There were several parts of the exhibit that had me and many around me in tears. But to me the most gripping part was when a survivor described what her mother did—she somehow recognized that they were being divided that one group of the old, the sick and those with small children were being taken to be executed en masse while those that could work still had a chance at life. In a matter of seconds, this woman took her grandson Danny from her 23-year-old daughter’s arms and convinced her that she was doing this so that she would get assigned to inside work whereas her daughter would get outside work, which the grandmother could not do. The woman then told her other daughter to take care of her sister since she knew that her 23-year-old daughter would be devastated when she realized that she had lost her son and her mother. She truly chose the lesser of two evils.

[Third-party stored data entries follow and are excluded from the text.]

PR #164, opened 2023-07-21
Refactor table classes

andlaus:
this PR refactors the table classes once more:

- Table rows now get a reference to the table which contains them. This is required to resolve SNREFs in table rows.
- In Tables, the table rows are now specified as a mixed list of ODXLINK references and table row objects. The approach is identical to the one for diagnostic communication objects for diagnostic layer. The reason for this is that the XML specification defines rows this way (as with the diagnostic services, `table.table_rows` provides a fully resolved view, while `table.table_rows_raw` is the table row specification as it is found in the XML)
-  The `TableRow` class is put to a separate file and `TableBase` is subsumed into its only user, `Table`.
- The `DiagLayer` class does not hold the table objects directly anymore. instead, they are moved to the `DiagDataDictionarySpec` like in the XML.
- various smaller cleanups and refactorings

### DIFF
--- a/odxtools/diaglayer.py
+++ b/odxtools/diaglayer.py
@@ -109,9 +109,6 @@ class DiagLayer:
         global_negative_responses = self._compute_available_global_neg_responses(odxlinks)
         self._global_negative_responses = NamedItemList(short_name_as_id, global_negative_responses)
 
-        tables = self._compute_available_tables()
-        self._tables = NamedItemList(short_name_as_id, tables)
-
         functional_classes = self._compute_available_functional_classes()
         self._functional_classes = NamedItemList(short_name_as_id, functional_classes)
 
@@ -157,6 +154,7 @@ class DiagLayer:
         ############
 
         dops = NamedItemList(short_name_as_id, self._compute_available_data_object_props())
+        tables = NamedItemList(short_name_as_id, self._compute_available_tables())
         dtc_dops: NamedItemList[DtcDop]
         structures: NamedItemList[BasicStructure]
         end_of_pdu_fields: NamedItemList[EndOfPduField]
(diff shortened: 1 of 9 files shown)


odxtools/diaglayer.py
```diff
@@ -313,11 +311,6 @@ def global_negative_responses(self) -> NamedItemList[Response]:
         """All global negative responses applicable to this DiagLayer"""
         return self._global_negative_responses
 
-    @property
-    def tables(self) -> NamedItemList[Table]:
```
kayoub5, line 317: The `diaglayer.tables` property is gone, how is the user supposed to access tables now?

kayoub5:
I tried to test this PR with the PDX files I have, found out that https://github.com/mercedes-benz/odxtools/pull/163 caused breaking changes

odxtools/diaglayer.py
andlaus: via `diag_layer.diag_data_dictionary_spec.tables`. You have a point though, I should add a deprecated method which does that. (fixed: https://github.com/mercedes-benz/odxtools/pull/164/commits/bdc56ee9dc763de6e6735f138c97dfa188d1dafe )

andlaus:
> I tried to test this PR with the PDX files I have, found out that https://github.com/mercedes-benz/odxtools/pull/163 caused breaking changes

right, [fixed](https://github.com/mercedes-benz/odxtools/pull/164/commits/bdc56ee9dc763de6e6735f138c97dfa188d1dafe) (hopefully). note that this is a gap in the unit test coverage. Unfortunately, it's not completely trivial to add a test for End-of-PDU encoding...

andlaus:
@kayoub5: Do you any showstoppers with this or can it be merged?

kayoub5:
> @kayoub5: Do you any showstoppers with this or can it be merged?

No show stoppers, just make a release once merged

andlaus:
>  No show stoppers, just make a release once merged

cool, thanks. Since the latest release did not come with the EndOfPduField regression, I don't think that this is critical and I would like to wait for my next PR (for en- and decoding TableStruct parameters) is merged...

As a grandmother of two, I wonder if I would have had the courage to make the same choice. I also wonder if I would have the courage to stand up to say no to the hatred, the discrimination, and the ignorance that gave birth to the holocaust. Would I be willing to open my eyes to the suffering of others or would I be like the monkeys that are shown in the statue that stands for I “hear no evil, speak no evil, see no evil”.

There are many ways to fight against the waves of hatred that give birth to genocide—the greatest of these is consciously deciding that one person can make a difference. The biggest lesson that I learned in walking in the museum is that apathy goes part and parcel with genocide. Assuming that you can’t do anything, that your voice won’t be heard, that your vote doesn’t count are what allows hatred, ignorance and scapegoating to flourish. Believing that it can never happen again also allows genocide to take hold.

Many people believe that discrimination whether it is against African Americans, people of Jewish or Arabic faiths, Hispanics, Asians, Native Americans and many other minorities no longer exists, that we no longer need quotas, that redlining has disappeared, that we no longer need forced busing. It is my belief that this is not the case that even though we have instituted myriad programs to promote diversity it is our hearts that are still infected.

Mel Gibson, Michael Richards and soon to be former Senator George Allen have recently proven that discrimination is alive and well—it has simply gone underground. Consciously acknowledging its existence is the first step in truly excising this disease from our collective heart. Realizing that Mel Gibson’s, Michael Richards’s and George Allen’s beliefs are the result of what our society condones—first by raising these men to positions where they are idolized and can do no wrong and second by turning a blind eye, a deaf ear, and a mute tongue each time we are confronted with a racial or hateful comment, “joke” or action.

The genocide that is occurring in Darfur and that is beginning in Chad are the responsibility of each of us. We cannot afford to turn a blind eye to genocide anywhere—each of us needs to realize that we are truly connected that the fate of a grandmother, a child, and a father in Darfur is tied to our fate.

I wonder if it weren’t for the Holocaust would we already have discovered a cure for cancer, a form of sustainable energy, a real chance for peace in the Mideast and the World. Can we afford another genocide?

Martin Luther King said, “Darkness cannot drive out darkness; only light can do that; only love can do that”. It is my hope and prayer that our grandchildren will never have to build another Holocaust Museum or add to the exhibits contained therein. We do not need “political correctness”—we need a change of heart. We need to open our hearts, our eyes, our ears, and our voices to words of understanding, of compassion, of empathy and to the most powerful of all of these emotions to love. In the end I realize that what we need begins with me.